=== Supplied material ===

Issue #2038, opened 2021-01-14
A function to change windows of quanteda functions


hungnguyen167:
Dear developers,

I am wondering whether there is a better way to change the window argument of a quanteda function with the same pattern without having to go through the whole process again, which sometimes takes a lot of time. For example:
```{r}
## Get kwic() of a random corpus 
kwic_1 <- kwic(corpus_example, pattern = "[\\p{Lu}][\\p{Ll}]+:", window = 10).

## Now imagine I would like to use kwic() on the same corpus, using the same pattern, just with a different window. The new function would be
window_change(kwic_1, new_window = 20)
```
I believe it would be much more resource-efficient if one could develop a function like this, especially for heavy tasks like performing kwic(), tokens_keep() or tokens_lookup() on hundreds of thousands of documents. Since kwic() or tokens_keep() store information about the positions of matched phrases/keywords, it would be easier to tell R to get back to these specific positions and simply expand/contract the window than having to do the whole tokenization/kwic process again. I can't speak for everyone but I'm sure having a function like this would help me speed up the research process tremendously.

I would love to hear your thoughts on this. Thank you in advance!

Sincerely,
Hung.

koheiw:
Thanks for the suggestion. I am planing to [redesigning kwic() functions](https://github.com/quanteda/quanteda/issues/1840). It is a good idea to move `window` to a printing function.

kbenoit:
Here's an easy way: we define a `kwic.kwic()` function that can take a `window` value <= the input `kwic`, and it just compresses the pre and post by trimming it.

Issue #1840, opened 2020-01-14
How to predict in advance a kwic search that will take a very long time?


kbenoit:
What would be reasonable limits on what we allow a user to ask for the pattern matching functions? It appears to be an issue mainly in the number of patterns. Below, the number of patterns in `stopwords("en")` is 175, so 160/8.5 = 18.8 is not bad, but it's till 2.5 minutes of frozen console.

Maybe we could issue a warning and ask to proceed if the user tries to fit more than a vector of 10 patterns? We could set this limit and the prompt with warning as global options.

``` r
library(quanteda)
## Package version: 1.9.9007

data_corpus_guardian <- as.corpus(quanteda.corpora::download("data_corpus_guardian"))

# ndoc = 6000
system.time(
  kw1 <- kwic(data_corpus_guardian, "the")
)
##    user  system elapsed 
##   8.473   0.445   8.615

# compare with longer documents
data_corpus_guardiansents <- corpus_reshape(data_corpus_guardian, to = "sentences")
system.time(
  kw3 <- kwic(data_corpus_guardiansents, "the")
)
##    user  system elapsed 
##  12.248   0.388  11.803

# with shorter documents
data_corpus_guardianonebig <-
  corpus(texts(data_corpus_guardian, groups = rep(1, ndoc(data_corpus_guardian))))
system.time(
  kw4 <- kwic(data_corpus_guardianonebig, "the")
)
##    user  system elapsed 
##   6.233   0.377   6.653

# not really ok
system.time(
  kw2 <- kwic(data_corpus_guardian, stopwords("en"))
)
##    user  system elapsed 
## 160.170   5.907 125.154
```

koheiw:
It takes a lot of time to construct data.frame actually. When it is too large for human inspection, isn't it nice to add something like pagination?

kbenoit:
The view of the data.frame using DT already does this, e.g. `View.kwic()`. Did you have something else in mind?

koheiw:
DT has pagination, but it is still a large kwic data.frame with all rows. My idea is to `qatd_cpp_kwic()` to return from i to i + n rows of the data.frame. Here `len` is the total number of rows in the data.frame. The following section (from L101) is data.frame construction, which takes looooong time.

https://github.com/quanteda/quanteda/blob/fca739904c6c6144b8a95903cf231937170bbd26/src/kwic_mt.cpp#L86-L99

We can even split below and above L101 into different functions that pass intermediate kwic objects.

[...]

PR #2045, opened 2021-02-02
Issue 1840

koheiw:
Separated text search (`kwic`) and concordance view generation `print.kwic()` to address #2038 and #1840. This patch needs final adjustment, but difficult part is already done.


R/corpus.R
```diff
@@ -234,54 +230,6 @@ corpus.data.frame <- function(x, docid_field = "doc_id", text_field = "text",
...
-#' @examples
-#' # from a kwic
-#' kw <- kwic(data_char_sampletext, "econom*", separator = "",
-#'            remove_separators = FALSE) # keep original separators
-#' summary(corpus(kw))
-#' summary(corpus(kw, split_context = FALSE))
-#' texts(corpus(kw, split_context = FALSE))
-#'
-#' @export
-corpus.kwic <- function(x, split_context = TRUE, extract_keyword = TRUE, meta = list(), ...) {
```
kbenoit, line 254: Why delete this method for `corpus()`? A lot of users have found this useful for selecting contexts to create a new corpus. In fact I thought you used it for this purpose!

i.e.
https://stackoverflow.com/questions/37445449/how-do-i-transform-a-kwic-from-quanteda-package-to-a-corpus
https://stackoverflow.com/questions/52883002/selecting-sentences-that-contain-specific-words/52883578#52883578

koheiw: There are two reasons. 
1. Users should use `tokens_select(window)` to extract contexts. 
2. User can still use `corpus.data.frame()` with `as.data.frame(kw)`.

kbenoit: Perhaps deprecating it first? The corpus.kwic() has some options that those other methods don't, such as split_context and extract_keyword.

koheiw: split_context and extract_keyword can be done with data.frame manually. Demands for `corpus.kwic` is another case for separating the core functions to quanteda.core from quanteda. In this way, quanteda can keep miscellaneous short-cut functions for beginners.

kbenoit: Removing this method is not necessary to this PR and should not be part of the PR.

And I think removing it is a bad idea, for several reasons. 

1. Removing it will break existing code unnecessarily.

2. It's not complicating anything else through its existence - nothing else relies on it.

3. Lots of useful actions can be done "manually" using sequences of lower-level steps, but why remove a convenient function like corpus.kwic() that makes it simple and robust? This is super convenient, especially if combined with a way to create a corpus of sentences selected on specific terms. e.g.

```r
> kw <- kwic(data_char_sampletext, "econom*", separator = "", 
+            remove_separators = FALSE)
> 
> corpus(kw, split_context = FALSE)
Corpus consisting of 5 documents and 1 docvar.
text1.L313 :
" the Irish economy in pursuit "

text1.L390 :
" the domestic economy? As we"

text1.L516 :
" the domestic economy show the "

text1.L941 :
" dislocates the economy. Otherwise those"

text1.L976 :
" the domestic economy, stimulating demand"
```

koheiw: Why don't you separate low-level functions to quanteda.core? I have no time or motivation to maintain high-level functions that I do not use (or recommend others to use). If you don't like the name (quanteda.core), I can come up with something very different.

kbenoit: Maybe we should name it quanteda.functionskoheidislikes 😄

koheiw: Then I will abandon quanteda and make a new package.

kbenoit: My preference would be to make corpus.kwic internal and keep it working with a deprecation warning. It's not doing much harm and the short typical window means converting tokens to a text is not too damaging to performance, despite the philosophical offence.

kbenoit:
Overall my sense is that if the kwic object now includes the full set of tokens as an attribute. Isn't this pretty wasteful in terms of space?

There are ways to minimise the break with previous behaviours, by letting the user specify `separator` and `window` in `kwic()`, and passing these through via attributes to `print.kwic()` and `as.data.frame.kwic()` as defaults.

`print.kwic()` needs to be documented.

`View.kwic()` is no longer functioning correctly.

And see my comment above about `corpus.kwic()`.

kbenoit:
Thinking about this more, the PR essentially builds a token position index for the search terms, and includes the entire token set. This is like a single-use indexing, but means that with two kwic objects - common for instance in our tutorials and examples where these are plotted together - each kwic object is greater than the original tokens object. This is just one of the features of the functional, pass-by-value approach of R and quanteda. In another language, we might attach searched terms to the tokens object, and make these available, but that's very different from our existing approach in the package.

This could be solved if we returned to an idea we discussed early on, which is that a corpus could be processed to include tokens and indexes to all types in the document. Then processing a kwic would be fast since it would just find the indexed tokens and extract their context. It would be slow, but only once, when the corpus is created (or modified) or optionally, processed following creation of the existing type of corpus we have. And "creating" a tokens object would then not involve the tokenisation.

koheiw:
The tokens object is a subset of original:
```r
attr(result, "tokens") <- x[unique(result$docname)]
```
As far as I know, R does not make copy unless changes are made, so attaching the original `x` would actually save RAM space.

kbenoit:
Looks like it does make a full copy, see below.

Is there a performance gain by copying the full tokens for documents with a match?

``` r
library("quanteda")
## Package version: 2.9.9000
## Unicode version: 10.0
## ICU version: 61.1
## 
## 
##     View
library("pryr")
## Registered S3 method overwritten by 'pryr':
##   method      from
##   print.bytes Rcpp

object_size(toks)
## 1.32 MB

kw <- kwic(toks, "a")
object_size(kw)
## 1.37 MB
object_size(attr(kw, "tokens"))
## 1.32 MB

object_size(toks, kw)
## 2.06 MB
```

<sup>Created on 2021-02-10 by the [reprex package](https://reprex.tidyverse.org) (v1.0.0)</sup>

koheiw:
If full tokens is attached to kwic, the attribute only point to the original. If tokens is sliced, new object is created. Unless kwic object is saved in RDS, the former approach is more efficient.

```r
> require(pryr)
> toks <- tokens(data_corpus_inaugural)
> kw <- kwic(toks, "a")
> 
> address(toks)
[1] "0x5605cfe02630"
> attr(kw, "tokens") <- toks
> toks_out <- attr(kw, "tokens")
> address(toks_out)
[1] "0x5605cfe02630"
> 
> attr(kw, "tokens") <- toks[1:10]
> toks_out2 <- attr(kw, "tokens")
> address(toks_out2)
[1] "0x5605d1711988"
```

kbenoit:
OK, looks like this is done, so here are my comments on the current PR.

Overall, this looks fine, I can see the usefulness, although it's unclear how much of a performance difference this creates. To the extent that `as.data.frame()` on a kwic object returns what used to be the main output object, I think this is fine, and it gives us more flexibility to redefine the kwic structure further if we want, since we are no longer required to maintain this as a data.frame object, but can produce that through coercion. This is a good move and consistent with our approach elsewhere.

However this breaks too much, including our own code, much user code, and one of our packages. We can virtually eliminate this incompatibility however through some small changes.

1. Add back `window` and `separator` to `kwic()`. These won't do anything in the object but can be passed to `print.kwic()` and `as.data.frame.kwic()` as defaults, with the print methods being able to override them, so we get the best of this PR's new approach but compatibility with and the convenience of the former approach. This means we don't have to change the examples either. (The `print()` looks unwieldy and reminds me too much of Python.)

2. This broke `textplots::textplot_xray()`, but I've already managed to fix this in a way that works for the pre-v3 kwic objects as well as the v3 kwic objects. But as a note, we always need to think about what we are breaking in our own quanteda-verse packages when we change the core package. 

3. I'd like to fix and undelete `corpus.kwic()`, which I don't see as doing any harm. If we decide to sentence it to death then it should at least be deprecated and made internal before removing it.

koheiw:
I am OK with restoring corpus.kwic() for deprecation and restore the arguments. I would be nice to add `max_nrow` to `print.kwic()`. I will leave these with you. have done my part on this branch.

kbenoit:
OK updates done, with some small improvements and stronger tests. `kwic()` now works exactly as before, from the user's standpoint, but with the new machinery. (See the added tests for details.) `window` and `separator` can be specified upon creation but can be changed in either `print.kwic()` or `as.data.frame.kwic()`.

I'm happy to add `max_nrow` to kwic. This would make it work as do our other print methods, but those by default are pretty 
conservative. We'd probably want to decide what is a suitable default, since most people are going to want to see the whole thing. I suggest we merge this PR and make this a new issue.

R/kwic.R
```diff
@@ -135,39 +135,84 @@ is.kwic <- function(x) {
...
+    else
+        separator <- check_character(separator)
+    
+    attrs <- attributes(x)
+    x$pre <- rep("", nrow(x))
+    x$keyword <- rep("", nrow(x))
+    x$post <- rep("", nrow(x))
+    if (nrow(x)) {
+        toks <- attrs$tokens[x$docname]
+        lis_pre <- as.list(tokens_select(toks, startpos = pmax(x$from - window, 1), endpos = x$from - 1))
```
kbenoit, line 159: I discovered a bug when processing phrases that our tests did not detect, because they only compared parts of the result to the expectation. Fixed in a4741b1.

```r
> toks <- tokens(c(doc1 = "a a a b c d d d", doc2 = "a b c d e"))
> kwic(toks, phrase("b c"), window = 2)
Keyword-in-context with 2 matches.                                
 [doc1, 4:5] a a b | b c | c d d
 [doc2, 2:3]   a b | b c | c d e
```

kbenoit (approved):

R/kwic.R
```diff
@@ -135,39 +135,84 @@ is.kwic <- function(x) {
...
-        cat("kwic object with 0 rows")
-    } else if (!is.kwic(x)) {
-        NextMethod()
-    } else {
+print.kwic <- function(x, window = NULL, separator = NULL, ...) {
+    
+    attrs <- attributes(x)
+    x <- as.data.frame(x, window = window, separator = separator)
+    
+    cat(sprintf("Keyword-in-context with %d match%s.", nrow(x), ifelse(nrow(x) != 1, "es", "")))
```
koheiw, line 187: Don't you want to use `quanteda:::msg()`?

R/kwic.R
```diff
@@ -83,44 +82,45 @@ kwic.corpus <- function(x, pattern, window = 5,
...
-#' kwic(toks, c("is", "a"), valuetype = "fixed")
-#' kwic(toks, phrase(c("is", "a", "is it")), valuetype = "fixed")
+#' kwic(txt, "is", valuetype = "regex")
+#' kwic(txt, "or", window = 2)
 #'
 #' corp <- corpus(txt)
-#' kwic(corp, c("is", "a"), valuetype = "fixed", separator = "", remove_separators = FALSE)
+#' print(kwic(corp, "is"), separator = "")
 #' @export
 kwic.tokens <- function(x, pattern, window = 5,
```
koheiw, line 96: Shall we deprecate window and separator to make clear that `kwic()` is only for locating patters?

R/kwic.R
kbenoit: Sure, that's fine, but you wrote that line! I almost never use `sprintf()`.

R/kwic.R
kbenoit: I would say no, simply because this is the way that users have gotten used to using kwic since it was first written. It's also more natural to put this into the function that creates the kwic. We can make it clear that this can be changed using `as.data.frame()` or `print()`, but most people using quanteda probably don't want to type `print()` to see output, they just want to see default output. My experience with `kwic()` in particular is that this is a function most used by our most qualitative and interactive users.

When I use `kwic()` or teach this, I also prefer to set it at the time we call it. And this is not like what we've discussed about removing the convenience options from `dfm()` or removing `dfm.character()`, since those are a form of bad practice, skipping a step that the user should be taking more direct responsibility for. Rather, the `window` and `separator` options belong to `kwic()` and are natural to associate with creating a `kwic()`, but our implementation has now disassociated itself from needing to set this at creation time. But that's more about our current implementation than what the action implemented by the function calls for.

One more reason: If we do change `kwic()` again in the future, it might make more sense to set these at creation time. 

So I think it makes sense to keep them without warnings. Most users will happily never know the difference.

koheiw: It makes more sense to have `window` in `kwic()` but I am not comfortable with the same argument in the different places. How about let users to call `kwic.kwck()` to change `window` or `separator`? `max_nrow` should still be in `print()`.

kbenoit: `kwic.kwic()` makes no sense unless it would be possible to search a `kwic()` for keywords - although we could make it do so since we have the tokens stored inside it. I think that's an edge case however that will create more confusion than the benefit that might come from using such a method to (re)set window or separator.

I think it's ok to keep window and separator in both the constructor and the print and conversion methods. We just have to make it clear that the default is set when the kwic is created, but can be changed at the print or data.frame stage. My guess is that it will be a very rare user that wants to do so, so in the vast majority of cases for the vast majority of users, the kwic functions will simply function as they have before.

For `print.kwic()` I'd suggest that our default be `max_nrow = -1`. Want me to implement that?

koheiw: Let's take out `window` or `separator` from print for now. My understanding is that people do not want to run `kwic()` multiple times because it was really slow for large object, but it is no loner so was far as the resulting object is subset. Let set `max_nrow = 1000` or a bit more so that `kwic()` does not freeze.

koheiw: Thinking about why we have to make a decision to add these argument to either or both `kwic()` or `print()`... I think my design to make `print.kwic()` was the mistake. `kwic()` should be the print function that creates the concordance view.

What I should have done is creating a function that might be call `search()` or `locate()` that returns the positions of matches (the same as what `kwic.tokens()` does in this branch) and calling this function in `kwic()`. If we add a special class to this object (like "position"), we can make a `kwic.position()`. The object can be useful for information retrieval applications too.

kbenoit: That would work too. But the current structure is fine. Let's do this:
- Keep `kwic()` as in this PR.
- Remove `window` and `separator` from `print.kwic()`, but keep these for `as.data.frame.kwic()`.
- Add `max_nrow = 1000` to `print.kwic()` and make it work like the other object print functions (with the "x more rows..." output).
- Not implement yet the other functions you mention above, but keep in mind that these can be added when and if needed.

koheiw: OK. That is the middle way.

kbenoit: Alright, I did all of the above in 13fa3ea. This implements the same print options now for kwic as for other core objects, including `show_summary`. The arguments `window` and `separator` are kept in `as.data.frame.kwic()` but removed from  `print.kwic()` (but I left the internal code for these intact in case we want to add them back).

We can remove the .corpus and .character methods in a separate PR, when we address #2058 more directly.

kbenoit: Alright, I did all of the above in 13fa3ea. This implements the same print options now for kwic as for other core objects, including `show_summary`. The arguments `window` and `separator` are kept in `as.data.frame.kwic()` but removed from  `print.kwic()` (but I left the internal code for these intact in case we want to add them back).

We can remove the .corpus and .character methods in a separate PR, when we address #2058.

koheiw:
I checked how `kwic()` works. I don't think users enjoy wrapping the function by `as.data.frame()` always to see the concordance view in Data Viewer.

```r
View(kwic(corp, pattern = "secure*", valuetype = "glob", window = 3)) # shows only keywords and positions
View(print(kwic(corp, pattern = "secure*", valuetype = "glob", window = 3))) # shows nothing 
View(as.data.frame(kwic(corp, pattern = "secure*", valuetype = "glob", window = 3))) # shows concordance view
```

It is not necessary to define `View.kwic()` if `kwic()` returns concordance view (as I argued above).

> What I should have done is creating a function that might be call search() or locate() that returns the positions of matches (the same as what kwic.tokens() does in this branch) and calling this function in kwic(). If we add a special class to this object (like "position"), we can make a kwic.position(). The object can be useful for information retrieval applications too.

kbenoit:
That all sounds reasonable, but hard to follow as this PR keeps shifting.

To get View.data.frame to work with a raw kwic object, we really only need to add the pre and post columns to the kwic object. If you want them viewable from the kwic object, just add the columns from the window at the kwic creation step. 

We could keep the tokens attribute so that these could still be changed in `print.kwic()` or `as.data.frame.kwic()` since the original tokens are included, as in this PR. Or, if you no longer want to use that approach, we no longer need that attribute, but then we are not far from where we started before this PR.

How do you want to proceed?

koheiw:
I prefer to make different (exported) function only to locate pattern matches in C++, and class the object differently from "kwic" (say "matches"). Then we make `kwic.matches()`, that has `window` and `max_nrow` (or `page`) to limit rows in the concordance view and returns the KWIC object classed "kwic" (the same as v2.0).  

In this way, we can fulfill requests like in #2063, and avoid conflict with old KWIC objects.

We can move this discussion to an issue page and create a new branch if you like.

kbenoit:
OK - if that's based on this branch, then I suggest we merge this branch, and then work on a new branch for the changes you suggest. We have a lot of improvements in this PR including a better approach, in my view, for separating the construction of the kwic from its conversion and printing functions.

However I'm happy to add the pre and post columns to the data.frame part of the kwic object for now, as suggested above (https://github.com/quanteda/quanteda/pull/2045#issuecomment-784018541), if you think we should add that back to the kwic object in this branch before merging.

===

_Your assignment_
Gather each line in these records that contains the string "actually".

_Solution to this problem_
It takes a lot of time to construct data.frame actually. When it is too large for human inspection, isn't it nice to add something like pagination?
As far as I know, R does not make copy unless changes are made, so attaching the original `x` would actually save RAM space.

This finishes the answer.